Look through the data below and work out how many lines hold "rajeeja"; state only the number.

*** Input

PR #1255, opened 2025-05-14
Add Azimuthal Averaging 

### LINKED ISSUE #1254: Compute azimuthal mean in radial rings around a central point.

Bin data points by their radius from a central point and compute the weighted mean for each bin to obtain a radial profile of the input variable

jpan84:
Closes #1254 

Compute azimuthal mean in radial rings around a central point.

## Overview
Like `uxarray.UxDataArray.zonal_mean()`, this aggregates over faces to output the data with a new horizontal dimension `radius`. Following `uxarray.UxDataArray.subset.bounding_circle`, this function uses `ball_tree.query_radius` to select grid elements in a circular neighborhood from one center coordinate. For radii r=[r1, r2, r3, ...], face centers at distance d (given in great-circle degrees), where r2<d<=r3 will be used for the azimuthal mean at r3.

This is one solution for issue #1254 

This may be tangentially relevant to issue #930.

## Expected Usage
```Python
import uxarray as ux

grid_path = '/glade/p/cesmdata/inputdata/share/scripgrids/ne120np4_pentagons_100310.nc'
data_path = '/glade/work/jpan/azim_test_data.nc'

uxda = uxds['OMEGA500']
print(uxda)

azim_mean, hit_count = uxda.azimuthal_mean((183., -18.933), 5, 0.3)

print(azim_mean)
print(hit_count)
plt.plot(azim_mean.radius, azim_mean.isel(time=0))
plt.show()
```

## PR Checklist
**General**
- [✓] An issue is linked created and linked
- [ ] Add appropriate labels
- [✓] Filled out Overview and Expected Usage (if applicable) sections

**Testing**

**Documentation**
- [✓ ] Docstrings have been added to all new functions
- [N/A ] Docstrings have updated with any function changes

**Examples**


jpan84:
sorry, this is my 1st time creating a new feature. I'm not sure how to properly link this to the issue or attach a "new label" feature.

philipc2:
This seems similar to #941

philipc2:
> > > The functionality seems great!
> > > I think I am hesitant though about returning `UxDataset` out of such an aggregation function (it likewise applies to `zonal_mean()` as well; I think I overlooked it before): Shouldn't the logic be to create x number of scalars that are corresponding to the mean of each circular region, and not to worry about providing an USG topology? If so, shouldn't return types simply be np.ndarray, or something similar?
> > > cc: @rajeeja
> > 
> > 
> > Good suggestion. Since there's no longer a valid grid associate with the output, the result should be an `xarray.DataArray/Dataset` (like with our cross-sections).
> 
> Absolutely! Probably multiple `xarray.DataArray`'s as needed rather than a `xarray.Dataset`, but not fully against the latter.

Yep! Added a `return_hit_counts` parameter to return the hits as an optional DataArray as opposed to being stored in the Dataset

erogluorhan (commented):
Code looks great to me; thanks very much! No plans with an immediate notebook into the user guide with this PR?  If the preference is to add that later, could you please create an issue regarding that, if none exists. Also, who is going to write that guide,  @jpan84 maybe you?

philipc2:
> No plans with an immediate notebook into the user guide with this PR? If the preference is to add that later, could you please create an issue regarding that, if none exists. Also, who is going to write that guide, @jpan84 maybe you?

Any thoughts @jpan84? I'm happy to move forward with this PR with the simple docstring example, and create an issue to develop a notebook down the line.

erogluorhan (approved):
I am approving it to help make its way forward. Thanks a lot for this addition!

rajeeja:
Good PR. Thanks this work and I agree that we should not return Uxdataset here as already handled. Couple of minor points: 
Handle case where no faces are found at all `np.all(hit_count == 0)`  also some parameter validations outer_radius <= 0 or radius_step <= 0, len(center_coord) != 2 , something for lon/lat deg..

rajeeja (changes requested):
Minor safeguards as pointed in comments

******

= The completed task =
3